Issue #1389, opened 2025-07-21
AMSGrad implementation differs from PyTorch/TensorFlow


sklenard:
Hello,

We noticed that models trained using the AMSGrad optimizer in Optax tend to yield slightly poorer results compared to the same models trained using PyTorch. The two implementations differ as follows:

Current Optax implementation:
![equation](https://latex.codecogs.com/png.image?\dpi{120}\bg{white}$$\hat{\nu}_t\leftarrow\nu_t/(1-\beta_2^t)$$$$\hat{\nu}_t^{\text{max}}\leftarrow\max(\hat{\nu}_{t-1}^{\text{max}},\hat{\nu}_t)$$$$\theta_{t}\leftarrow\theta_{t-1}-\gamma\hat{m_t}(\sqrt{\hat{\nu}_t^{\text{max}}}+\epsilon)$$)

*****

Problem details
Each line from the one containing "We noticed that" through the last line of the material must be restated word for word, with no other text.

Response box
We noticed that models trained using the AMSGrad optimizer in Optax tend to yield slightly poorer results compared to the same models trained using PyTorch. The two implementations differ as follows:

Current Optax implementation:
![equation](https://latex.codecogs.com/png.image?\dpi{120}\bg{white}$$\hat{\nu}_t\leftarrow\nu_t/(1-\beta_2^t)$$$$\hat{\nu}_t^{\text{max}}\leftarrow\max(\hat{\nu}_{t-1}^{\text{max}},\hat{\nu}_t)$$$$\theta_{t}\leftarrow\theta_{t-1}-\gamma\hat{m_t}(\sqrt{\hat{\nu}_t^{\text{max}}}+\epsilon)$$)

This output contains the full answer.